Exercise prompt » Every record here needs to be retyped exactly.

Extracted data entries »
PR #142, opened 2022-01-15
Add contest exporter

Holmes98:


app/exporters/contests/contest_exporter.rb
```diff
@@ -0,0 +1,100 @@
...
+
+        contest.scoreboard.each do |record|
+          is_ranked = !contest.only_rank_official_contestants || (record.school && record.school_year)
+          next unless is_ranked || include_unranked_contestants
+
+          if is_ranked
+            num_ranked += 1
+            rank = num_ranked unless previous_record && previous_record.score == record.score && previous_record.time_taken == record.time_taken
+            previous_record = record
+          end
```
tom93, line 26: This complex logic is the same as in app/views/contests/scoreboard.html.erb, it should really be refactored.
But it can wait for separate PR in the interest of moving forward with other things.

app/views/contests/_admin.html.erb
```diff
@@ -16,3 +16,11 @@
...
 </ul>
 
+<% if policy(Contest).export? %>
+  <br>
+  <b> Export Contest</b>
+  <%= form_tag( export_contest_path(@contest), :method => :get) do %>
+    <%= submit_tag "Download" %>
+  <% end %>
+<% end %>
+
```
tom93, line 26: I'd prefer for the export UI and the existing admin UI to move into "info" tab (https://github.com/NZOI/nztrain/pull/123#discussion_r578550681), I'll make a separate PR.

tom93 (changes requested):
I pushed a couple of proposed changes (completely untested), let me kow what you think:
 - add-contest-exporter-v3a-small-fixes-wip @ c11d30e [multiple commits]
 - add-contest-exporter-v3b-refactor-get-submissions-wip @ d51c5df
 - add-contest-exporter-v3c-efficient-submissions-export-wip @ 88786ea

What are the use cases for the export feature? The format is very rough:
 - The JSON files are a raw database dump using the internal representation, which is not user-friendly and seems inconvenient when using from a script. Would it be worthwhile to design a better format?
 - The submissions are currently in a single flat directory (with the submission ID as the filename), which is not user-friendly. It would be much easier to browse if they were organised into subdirectories by user and problem.

Would it be useful to create separate download links for just scoreboard.csv (and unofficial_scoreboard.csv)? (Most of the files in the zip file are machine-readable and not user friendly, while the scoreboard CSV is pretty much the opposite; so to me it makes sense to separate them.)

I'm curious about the commit 1d4e205e35dc45 "Disallow organisers from exporting contests", what's the reasoning behind that?

app/exporters/contests/contest_exporter.rb
```diff
@@ -0,0 +1,100 @@
...
+      problems = contest.problem_set.problems
+
+      scoreboard = CSV.generate do |csv|
+        csv << ["Rank", "User ID", "Real Name", "Username", "School", "Year"] + problems.map{ |p| p.name } + ["Total Score", "Time"]
+
+        num_ranked = 0
+        rank = nil
+        previous_record = nil
+
+        contest.scoreboard.each do |record|
```
bagedevimo, line 18: i think if you do a .includes(user: :school) you'll skip an N+1 accessing users and schools down in line 30

app/exporters/contests/contest_exporter.rb
```diff
@@ -0,0 +1,100 @@
...
+          row += [record.score, format("%d:%02d:%02d",record.time_taken.to_i/3600,record.time_taken.to_i/60%60,record.time_taken.to_i%60)]
+          csv << row
+        end
+      end
+    end
+
+    def export(path, options = {})
+      contest = subject
+      subpath = File.expand_path('submissions', path)
+      dir.mkdir(subpath)
```
bagedevimo, line 43: i may be totally wrong but i thought `dir` had to be `Dir`

app/exporters/contests/contest_exporter.rb
bagedevimo: hmm that might be a rails 4.2 feature actually..

app/exporters/contests/contest_exporter.rb
bagedevimo: and a few instances of `file` -> `File` ?

app/exporters/contests/contest_exporter.rb
tom93: `scoreboard` is a custom method, not an ActiveRecord relation. It already has `.includes(:user)` inside it, but that might not load the schools... Should investigate if it's making lots of queries for the schools and if `.includes(user: :school)` fixes that.

app/exporters/contests/contest_exporter.rb
tom93: It's doing fancy stuff with zip files, see base_exporter.rb.
For context: The code in this PR has already been pushed to the server and works.

app/exporters/contests/contest_exporter.rb
bagedevimo: ah, cool, i see the sitch now. ty for the learning :)

app/exporters/contests/contest_exporter.rb
bagedevimo:
```      self.dir = Dir
      self.file = File
```

Haha this is pretty unfair on me.

bagedevimo: okay, had a good read - this is the most "C" like ruby i've ever seen. be worth making it a little more ruby-like down the road, but not an issue for now :)

Holmes98:
Thanks for reviewing. The proposed changes in add-contest-exporter-v3c-efficient-submissions-export-wip all look reasonable to me; I can try testing them in the weekend.

This feature is pretty much only being used for NZIC, as far as I'm aware. The JSON files are intended to provide a dump of all the contest metadata that could be used for various scripts (e.g. to generate statistics, detect cheating), but they do include some sensitive data (full names, email addresses) which organisers don't have access to, which was the reason for 1d4e205e35dc45.

We already have a few scripts that work with the current format so I'd prefer to leave them as is, but I wouldn't mind if we changed the directory structure for submissions to `/{user_id}/{problem_id}/{submission_id}.{extension}` or something similar. I also wouldn't be opposed to having extra download links for just the scoreboards, but it wouldn't make a difference for NZIC since we'd always do a full export.

tom93 (approved):
I tested my proposed changes, fixed a typo (5be2eb06822c50fbe4cef66972d7ce736e63708a), then rebased and pushed to this PR's branch.

I'm approving this version, and will use separate PRs for the bigger changes.

I propose to squash-and-merge with commit message "Add contest exporter (#142)".

---

> We already have a few scripts that work with the current format so I'd prefer to leave them as is

The biggest issue I have with the current representation is how the individual scores are stored (details below). I'd very much like to change that (in a separate PR). The scripts will need to be tweaked a little, I hope that's not a problem; I'd be happy to help.

Currently the ContestScore fields (which are per-problem-per-user) are embedded in the parent ContestRelation object (which is per-user), with the problem ID appended to each field name. Example (pseudo-JSON, with two problems whose IDs are 111 and 222):

```
scoreboard: [
    {
        user_id, score, time_taken, school_id,
        score_111, attempt_111, attempts_111, sub_111,
        score_222, attempt_222, attempts_222, sub_222
    },
    {
        user_id, ...
    }
]
```

I think it would be much nicer (both for the app's code and for the scripts) if the ContestScore objects were stored in an array, in the same order as the problems:

```
scoreboard: [
    {
        user_id, score, time_taken, school_id,
        scores: [
            { score, attempt, attempts, sub },
            { score, attempt, attempts, sub }
        ]
    },
    {
        user_id, ...
    }
]
```

Such an array can be produced using the following snippet:

```ruby
contest_relation.contest_scores.index_by(&:problem_id).values_at(*problem_ids)
```

Another option is to store them in a hash, with the problem ID as the key. This corresponds very closely to the old representation.

Yet another option (which I really don't like) is to use an unordered array of ContestScore objects. I don't like it because it is awkward to use from scripts, but it is worth mentioning because it directly corresponds to the existing `contest_scores` association.

Holmes98:
> The biggest issue I have with the current representation is how the individual scores are stored (details below). I'd very much like to change that (in a separate PR).

Oh sure, feel free to make changes to anything under the contest JSON. I thought it could be useful at some point but we're currently only using the submissions JSON.

tom93:
Shall I deploy? (Hard-reset etc.)

Holmes98:
Sure

tom93:
Done!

Result for this exercise »
PR #142, opened 2022-01-15
Add contest exporter

Holmes98:


app/exporters/contests/contest_exporter.rb
```diff
@@ -0,0 +1,100 @@
...
+
+        contest.scoreboard.each do |record|
+          is_ranked = !contest.only_rank_official_contestants || (record.school && record.school_year)
+          next unless is_ranked || include_unranked_contestants
+
+          if is_ranked
+            num_ranked += 1
+            rank = num_ranked unless previous_record && previous_record.score == record.score && previous_record.time_taken == record.time_taken
+            previous_record = record
+          end
```
tom93, line 26: This complex logic is the same as in app/views/contests/scoreboard.html.erb, it should really be refactored.
But it can wait for separate PR in the interest of moving forward with other things.

app/views/contests/_admin.html.erb
```diff
@@ -16,3 +16,11 @@
...
 </ul>
 
+<% if policy(Contest).export? %>
+  <br>
+  <b> Export Contest</b>
+  <%= form_tag( export_contest_path(@contest), :method => :get) do %>
+    <%= submit_tag "Download" %>
+  <% end %>
+<% end %>
+
```
tom93, line 26: I'd prefer for the export UI and the existing admin UI to move into "info" tab (https://github.com/NZOI/nztrain/pull/123#discussion_r578550681), I'll make a separate PR.

tom93 (changes requested):
I pushed a couple of proposed changes (completely untested), let me kow what you think:
 - add-contest-exporter-v3a-small-fixes-wip @ c11d30e [multiple commits]
 - add-contest-exporter-v3b-refactor-get-submissions-wip @ d51c5df
 - add-contest-exporter-v3c-efficient-submissions-export-wip @ 88786ea

What are the use cases for the export feature? The format is very rough:
 - The JSON files are a raw database dump using the internal representation, which is not user-friendly and seems inconvenient when using from a script. Would it be worthwhile to design a better format?
 - The submissions are currently in a single flat directory (with the submission ID as the filename), which is not user-friendly. It would be much easier to browse if they were organised into subdirectories by user and problem.

Would it be useful to create separate download links for just scoreboard.csv (and unofficial_scoreboard.csv)? (Most of the files in the zip file are machine-readable and not user friendly, while the scoreboard CSV is pretty much the opposite; so to me it makes sense to separate them.)

I'm curious about the commit 1d4e205e35dc45 "Disallow organisers from exporting contests", what's the reasoning behind that?

app/exporters/contests/contest_exporter.rb
```diff
@@ -0,0 +1,100 @@
...
+      problems = contest.problem_set.problems
+
+      scoreboard = CSV.generate do |csv|
+        csv << ["Rank", "User ID", "Real Name", "Username", "School", "Year"] + problems.map{ |p| p.name } + ["Total Score", "Time"]
+
+        num_ranked = 0
+        rank = nil
+        previous_record = nil
+
+        contest.scoreboard.each do |record|
```
bagedevimo, line 18: i think if you do a .includes(user: :school) you'll skip an N+1 accessing users and schools down in line 30

app/exporters/contests/contest_exporter.rb
```diff
@@ -0,0 +1,100 @@
...
+          row += [record.score, format("%d:%02d:%02d",record.time_taken.to_i/3600,record.time_taken.to_i/60%60,record.time_taken.to_i%60)]
+          csv << row
+        end
+      end
+    end
+
+    def export(path, options = {})
+      contest = subject
+      subpath = File.expand_path('submissions', path)
+      dir.mkdir(subpath)
```
bagedevimo, line 43: i may be totally wrong but i thought `dir` had to be `Dir`

app/exporters/contests/contest_exporter.rb
bagedevimo: hmm that might be a rails 4.2 feature actually..

app/exporters/contests/contest_exporter.rb
bagedevimo: and a few instances of `file` -> `File` ?

app/exporters/contests/contest_exporter.rb
tom93: `scoreboard` is a custom method, not an ActiveRecord relation. It already has `.includes(:user)` inside it, but that might not load the schools... Should investigate if it's making lots of queries for the schools and if `.includes(user: :school)` fixes that.

app/exporters/contests/contest_exporter.rb
tom93: It's doing fancy stuff with zip files, see base_exporter.rb.
For context: The code in this PR has already been pushed to the server and works.

app/exporters/contests/contest_exporter.rb
bagedevimo: ah, cool, i see the sitch now. ty for the learning :)

app/exporters/contests/contest_exporter.rb
bagedevimo:
```      self.dir = Dir
      self.file = File
```

Haha this is pretty unfair on me.

bagedevimo: okay, had a good read - this is the most "C" like ruby i've ever seen. be worth making it a little more ruby-like down the road, but not an issue for now :)

Holmes98:
Thanks for reviewing. The proposed changes in add-contest-exporter-v3c-efficient-submissions-export-wip all look reasonable to me; I can try testing them in the weekend.

This feature is pretty much only being used for NZIC, as far as I'm aware. The JSON files are intended to provide a dump of all the contest metadata that could be used for various scripts (e.g. to generate statistics, detect cheating), but they do include some sensitive data (full names, email addresses) which organisers don't have access to, which was the reason for 1d4e205e35dc45.

We already have a few scripts that work with the current format so I'd prefer to leave them as is, but I wouldn't mind if we changed the directory structure for submissions to `/{user_id}/{problem_id}/{submission_id}.{extension}` or something similar. I also wouldn't be opposed to having extra download links for just the scoreboards, but it wouldn't make a difference for NZIC since we'd always do a full export.

tom93 (approved):
I tested my proposed changes, fixed a typo (5be2eb06822c50fbe4cef66972d7ce736e63708a), then rebased and pushed to this PR's branch.

I'm approving this version, and will use separate PRs for the bigger changes.

I propose to squash-and-merge with commit message "Add contest exporter (#142)".

---

> We already have a few scripts that work with the current format so I'd prefer to leave them as is

The biggest issue I have with the current representation is how the individual scores are stored (details below). I'd very much like to change that (in a separate PR). The scripts will need to be tweaked a little, I hope that's not a problem; I'd be happy to help.

Currently the ContestScore fields (which are per-problem-per-user) are embedded in the parent ContestRelation object (which is per-user), with the problem ID appended to each field name. Example (pseudo-JSON, with two problems whose IDs are 111 and 222):

```
scoreboard: [
    {
        user_id, score, time_taken, school_id,
        score_111, attempt_111, attempts_111, sub_111,
        score_222, attempt_222, attempts_222, sub_222
    },
    {
        user_id, ...
    }
]
```

I think it would be much nicer (both for the app's code and for the scripts) if the ContestScore objects were stored in an array, in the same order as the problems:

```
scoreboard: [
    {
        user_id, score, time_taken, school_id,
        scores: [
            { score, attempt, attempts, sub },
            { score, attempt, attempts, sub }
        ]
    },
    {
        user_id, ...
    }
]
```

Such an array can be produced using the following snippet:

```ruby
contest_relation.contest_scores.index_by(&:problem_id).values_at(*problem_ids)
```

Another option is to store them in a hash, with the problem ID as the key. This corresponds very closely to the old representation.

Yet another option (which I really don't like) is to use an unordered array of ContestScore objects. I don't like it because it is awkward to use from scripts, but it is worth mentioning because it directly corresponds to the existing `contest_scores` association.

Holmes98:
> The biggest issue I have with the current representation is how the individual scores are stored (details below). I'd very much like to change that (in a separate PR).

Oh sure, feel free to make changes to anything under the contest JSON. I thought it could be useful at some point but we're currently only using the submissions JSON.

tom93:
Shall I deploy? (Hard-reset etc.)

Holmes98:
Sure

tom93:
Done!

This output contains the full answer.